1. Field of the Invention
This invention relates generally to computational models of dynamic processes within living organisms, and more particularly, to systems and methods for enabling generation of computational models of drug behavior.
2. Description of Related Art
Information regarding the behavior of drugs and diseases in the body of a living organism is needed for many purposes in biological science and industry. Generally, this information gives rise to two interrelated disciplines: pharmacokinetics, which is the study of the processes by which a drug is absorbed, distributed, metabolized and eliminated by the body, and pharmacodynamics, which is the study of the action or effects of drugs on living organisms.
Pharmacokinetics and pharmacodynamics are combined to study the efficacy of drugs and the progression of diseases, through the use of computational models. Such computational models are also commonly referred to as drug models or input/output models. Typically, these computational models are stored as software subroutines in a high level language, such as Fortran, for use in a variety of applications. Two applications in particular require these computational models: model fitting of clinical data, and simulation of clinical trials.
The traditional approach to generating these computational models is labor intensive and prone to extensive delays caused by human error. For example, in the case of generating a drug model, typically, a researcher will review all the information available concerning the way in which the drug behaves in the body of interest. In some cases, the researcher might also draw some rough sketches of compartments representing the various organs in the body and showing the flow of the drug through those organs. Then the researcher must figure out the differential equations that model that drug behavior, or alternatively, solve the differential equations using closed form solutions and determine the exponential equations. Finally, the equations must be translated into software, which in turn must be debugged.

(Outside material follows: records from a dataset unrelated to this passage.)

Issue #292, opened 2022-08-10
Syntax error when emitting to JSON from a YAML versioning scheme value


captain-yoshi:
Emitting a JSON file from a YAML with versioning value will give a SyntaxError when parsed in JSON.

YAML
``` yaml
james: 0.0.7
```
JSON
``` json
{"james": 0.0.7}
```
The versioning conversion to a double should not have passed (just a hypothesis).

captain-yoshi:
@jppm I'm getting an unquoted versioning for `1.1.9` when converted to json.

Working versioning:
- `0.6.1`
- `0.0.0`

biojppm:
That's odd. It succeeds with this:
```c++

TEST(emit_json, issue292)
{
    EXPECT_FALSE(csubstr("0.1.0").is_number());
    Tree t = parse_in_arena("{}");
    t["james"] = "1.2.3";
    EXPECT_EQ(emitrs_json<std::string>(t), "{\"james\": \"1.2.3\"}");
    t["james"] = "1.1.9";
    EXPECT_EQ(emitrs_json<std::string>(t), "{\"james\": \"1.1.9\"}");
    t["james"] = "0.6.1";
    EXPECT_EQ(emitrs_json<std::string>(t), "{\"james\": \"0.6.1\"}");
    t["james"] = "0.0.0";
    EXPECT_EQ(emitrs_json<std::string>(t), "{\"james\": \"0.0.0\"}");
}
```
Are you sure you have the latest version?

captain-yoshi:
Latest version with rapidyaml. Does fetching rapidyaml through git also fetches the submodules ?

captain-yoshi:
Forgot to update with `git submodule update --init --recursive` ... and made a PR to update this command in the docs... Oh well !

PR #302, opened 2022-09-07
Adds a unit test to parse 3 digits versions

ericcitaire:
See https://github.com/google/jsonnet/issues/1014

### DIFF
--- a/test/test_case.cpp
+++ b/test/test_case.cpp
@@ -854,12 +854,16 @@ CaseData* get_data(csubstr name)
             replace_all("\r", "", c->src, &tmp);
             cd->unix_style.src_buf.assign(tmp.begin(), tmp.end());
             cd->unix_style.src = to_substr(cd->unix_style.src_buf);
+            cd->unix_style_json.src_buf.assign(tmp.begin(), tmp.end());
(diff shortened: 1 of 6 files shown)


biojppm:
tangentially related: #292

biojppm:
@ericcitaire I force-pushed a fix to your commit, and elaborated the tests. I don't know what is the particular problem you are having (the linked bug does not provide any context and is unclear for me), but the tests now do a successful roundtrip of multi-dot version strings, both in YAML and JSON. If the CI passes, this should be evidence that the problem is neither in ryml's parsing nor emitting.

biojppm:
Indeed the tests succeed (the 9 failures are unrelated). Merging now. Thanks!

ericcitaire:
> @ericcitaire hard to see from [google/jsonnet#1014](https://github.com/google/jsonnet/issues/1014). Is it a duplicate of #292 (already fixed in master)?

Indeed, it seems to be a duplicate of #292. Sorry, I missed it.

So I guess [google/jsonnet](https://github.com/google/jsonnet) just have to rebuild with a recent version of rapidyaml.

Thanks !

PR #328, opened 2022-11-18
[fix] eager assertions prevented moving nodes to the first position

### LINKED ISSUE #324: Move node to first position
Hi,

is it possible to use the node ``move`` operation in order to move a node along it's siblings to the first place? Right now, there is only an ``after`` option. Using a NodeRef {tree, c4::yml::NONE } as after, doesn't seem to work, as it is not a sibling.

Thanks for this library!

biojppm:
fixes #324


biojppm:
The failures in the CI runs are unrelated to this changeset, and from use of a python package for plotting benchmark results. This is good to merge.

PR #338, opened 2022-12-02
fix empty line detection

### LINKED ISSUE #337: Potentially incorrect empty line detection in `Parse::_filter_block_scalar`
In this method if `chomp != CHOMP_KEEP` is true, then `s.trim(" \n\r\t")` is executed.
Obviously this statement shall filter empty lines, but if I read the YAML 1.2 standard correctly, then an empty line in block scalars cannot contain any `\t`-character.

That seems to be the reason, why rapidyaml fails [this test case](https://github.com/yaml/yaml-test-suite/blob/main/src/Y79Y.yaml#L16).

NaN-git:
Empty lines in block scalars cannot contain a `\t`-character.

All non-failing YAML parsers on YAML playground do not recognize the `\t`-character as part of an empty line, too.

Fixes #337


biojppm:
@NaN-git thanks! This is really appreciated.

PR #381, opened 2023-06-29
Do not mark visit functions as pure

tbleher:
Marking a function as pure implies that it does not have any observable side effects (only the return value is used). So if the compiler detects that the return value of a pure function is not used, it may eliminate the call to the pure function.

This would be wrong, however, if the passed in Visitor has side effects which are needed by the program.
Fix this by not marking the visit functions as pure.


biojppm:
Thanks!

PR #383, opened 2023-07-17
Update natvis to include a few tweaks

### LINKED ISSUE #380: Natvis support is missing some ryml types
Natvis is an XML-based description format for types in the debugger.  It is supported by windbg.exe and the Visual Studio debugger, at the very least.  Visualizations in the debugger are especially helpful for things that are difficult to decode in the debugger (e.g. indexes into a big block of memory are difficult whereas a simple integer is easy).  The documentation on natvis is here: https://learn.microsoft.com/en-us/visualstudio/debugger/create-custom-views-of-native-objects?view=vs-2022.

I have been trying to add new usage of rapidyaml to a project that I'm working on and even in debug mode I have not been able to make sense of the ryml types in the debugger.

I had the same problem with rapidjson.  However, I just looked and they support natvis.  Applying their natvis file to my system was a night and day difference.  Their natvis file lives here: https://github.com/Tencent/rapidjson/blob/master/contrib/natvis/rapidjson.natvis.

dmachaj:
## Why is this change being made?
I set up the natvis in a new project that is using rapidyml and it was missing the primary type that we are using (`ConstNodeRef`).  Additionally I discovered that the children synthetic visualization for NodeRef/ConstNodeRef was not being parsed correctly.  The order of operations on the bitwise operator was causing the condition to always evaluate to false.

## Briefly summarize what changed
* Duplicate the `NodeRef` visualization as `ConstNodeRef`.  ConstNodeRef does not have an m_seed field so it cannot be exactly identical or else it fails to apply.
* Tweak `NodeData::m_parent` to special-case `NONE` instead of printing uint64(-1).
* Fix the [children] expansion in NodeRef/ConstNodeRef.
* Expand `elm` to `element`.  (This one is arguable; I'm tempted to expand them all out so they are easier to understand without abbreviation).

I also tried to get `NodeData` to have a synthetic child with the expansion of the sub-elements (e.g. `KEYMAP` can print the keys in the map).  Unfortunately this does not seem to be possible because the `NodeData` has the raw indexes but no pointer to the memory allocation.

## How was this change tested?
I have a ~10 line program using rapidyml along with an OpenAPI.yml file from a public sample.

Closes #380

### DIFF
--- a/src/ryml.natvis
+++ b/src/ryml.natvis
@@ -71,7 +71,8 @@ See also:
       <Item Name="val ref" Condition="(m_type.type &amp; c4::yml::VALREF) != 0">m_val.anchor</Item>
       <Item Name="key anchor" Condition="(m_type.type &amp; c4::yml::KEYANCH) != 0">m_key.anchor</Item>
       <Item Name="val anchor" Condition="(m_type.type &amp; c4::yml::VALANCH) != 0">m_val.anchor</Item>
-      <Item Name="parent">m_parent</Item>
+      <Item Name="parent" Condition="m_parent == c4::yml::NONE">NONE</Item>
+      <Item Name="parent" Condition="m_parent != c4::yml::NONE">m_parent</Item>
       <Item Name="first child"  Condition="m_first_child != c4::yml::NONE">m_first_child</Item>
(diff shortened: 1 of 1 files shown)


biojppm:
LGTM. Thanks!

Issue #391, opened 2023-11-02
Support for Python 3.12


mboutet:
I think it's only a matter of making the wheel available for Python 3.12 on PyPI.

On `Python 3.11.3`, I'm able to install it via `pip install rapidyaml`, but on `Python 3.12.0`, it tries to build the wheel and fails.

I also tried with Poetry, but it complains that it's unable to find an installation candidate:

```
  • Installing rapidyaml (0.5.0): Failed

  RuntimeError

  Unable to find installation candidates for rapidyaml (0.5.0)
```

Let me know if you need more information.

Thank you

PR #392, opened 2023-11-03
chore: Add support for Python 3.12

mboutet:
Really not sure that it's the only thing I need to do to support Python 3.12 😛 

Fixes https://github.com/biojppm/rapidyaml/issues/391

### DIFF
--- a/.github/workflows/release.yml
+++ b/.github/workflows/release.yml
@@ -205,6 +205,8 @@ jobs:
       matrix:
         config:
           # the 3-digit versions NEED to be quoted to prevent the version being read as float. (!)
+          - {pythonv: '3.12', cibw_pyv: 311, cibw_arch: x86_64, cibw_platform: manylinux_x86_64, osname: linux, os: ubuntu-20.04}
+          - {pythonv: '3.12', cibw_pyv: 311, cibw_arch: i686  , cibw_platform: manylinux_i686  , osname: linux, os: ubuntu-20.04}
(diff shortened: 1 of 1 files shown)


.github/workflows/release.yml
```diff
@@ -245,7 +247,7 @@ jobs:
       # use fetch-depth to ensure all tags are fetched
       - {name: checkout, uses: actions/checkout@v3, with: {submodules: recursive, fetch-depth: 0}}
       - name: create wheel
-        uses: joerick/cibuildwheel@v2.9.0
+        uses: pypa/cibuildwheel@v2.16.2
```
mboutet, line 250: https://github.com/joerick/cibuildwheel was relocated to https://github.com/pypa/cibuildwheel and I also bumped to the latest version which added support for Python 3.12.

mboutet:
@biojppm, sorry for the ping, but any chance you can approve the workflows so they can run?

mboutet:
I'm not sure if the failures in the CI are due to my changes. The failure for the `samples` workflow appears to be caused by the workflow trying to checkout commit https://github.com/biojppm/rapidyaml/pull/392/commits/c9f3f53817e08a6a7f2264dd14de6a6a0c9db0df which is from my fork rather than your repository.

The following:
 https://github.com/biojppm/rapidyaml/blob/2cf09b073db1921938f7db87cb74560512829f55/samples/fetch_content/CMakeLists.txt#L17

should be updated to support cloning from the forked repository of a given PR.

biojppm:
Thanks for your work!

PR #393, opened 2023-11-12
fix: Checkout commit from forked repo

mboutet:
Possible fix for https://github.com/biojppm/rapidyaml/pull/392

### DIFF
--- a/samples/fetch_content/CMakeLists.txt
+++ b/samples/fetch_content/CMakeLists.txt
@@ -14,7 +14,7 @@ message(STATUS "FetchContent from branch: ${RYML_BRANCH_NAME}")
 
 include(FetchContent)
 FetchContent_Declare(ryml
-    GIT_REPOSITORY https://github.com/biojppm/rapidyaml.git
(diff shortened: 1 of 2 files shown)


samples/fetch_content/CMakeLists.txt
```diff
@@ -14,7 +14,7 @@ message(STATUS "FetchContent from branch: ${RYML_BRANCH_NAME}")
 
 include(FetchContent)
 FetchContent_Declare(ryml
-    GIT_REPOSITORY https://github.com/biojppm/rapidyaml.git
+    GIT_REPOSITORY https://github.com/${PULL_REQUEST_HEAD_REPO:biojppm/rapidyaml}.git
```
mboutet, line 17: I'm not super familiar with Make's syntax, so feel free to edit. I want to use `PULL_REQUEST_HEAD_REPO` and fallback to `biojppm/rapidyaml` if `PULL_REQUEST_HEAD_REPO` is not set.

biojppm: This should get you on your way: https://cmake.org/cmake/help/latest/variable/ENV.html

PR #407, opened 2024-03-06
Use _c4err macro for error message 'closing ] not found'

### LINKED ISSUE #406: Error message 'closing ] not found' does not use _c4err macro
All other calls to Parser::_err seem to come from the `_c4err` macro. I don't think that this is intentional considering it's the only direct invocation that I could find.

Running `grep -R -e '\(\s\|\.\|->\)_err(' rapidyaml` gives us all occurrances of `_err(` at a boundary:
```
rapidyaml/src/c4/yml/parse.cpp:            _err("closing ] not found");
rapidyaml/src/c4/yml/parse.hpp:    template<class ...Args> void _err(csubstr fmt, Args const& C4_RESTRICT ...args) const;
rapidyaml/src/c4/yml/detail/parser_dbg.hpp:         this->_err("ERROR:\n" "{}:{}: " fmt, __FILE__, __LINE__, ## __VA_ARGS__); } while(0)
rapidyaml/src/c4/yml/detail/parser_dbg.hpp:         this->_err("ERROR: " fmt, ## __VA_ARGS__); } while(0)
```

The first is this error message, the second is the definition of the `Parser::_err` method, and the third & fourth are the call within the `_c4err` macro.

WhiteAbeLincoln:
Fixes #406

### DIFF
--- a/src/c4/yml/parse.cpp
+++ b/src/c4/yml/parse.cpp
@@ -3569,7 +3569,7 @@ void Parser::_end_stream()
         _c4dbgpf("popping level: {} (stack sz={})", m_state->level, m_stack.size());
         _RYML_CB_ASSERT(m_stack.m_callbacks,  ! has_any(SSCL, &m_stack.top()));
         if(has_all(RSEQ|FLOW))
-            _err("closing ] not found");
+            _c4err("closing ] not found");
         _pop_level();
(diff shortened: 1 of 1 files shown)


biojppm:
Thanks!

Whenever software is written, human error and oversight invariably introduce bugs. Thus debugging of software is a necessary step, which can be tedious and time consuming. Further, the software debugging process is usually not complete until the researcher uses the software in an existing application and analyses the results to see if they make sense. These problems with drug model generation are exacerbated by the fact that many researchers are trained in the life sciences and are not necessarily experts at coding software. Using a trained' computer programmer to work with the researcher may introduce needed coding expertise, but can also compound the problem by introducing a communication step to the process, which presents more opportunities for human error.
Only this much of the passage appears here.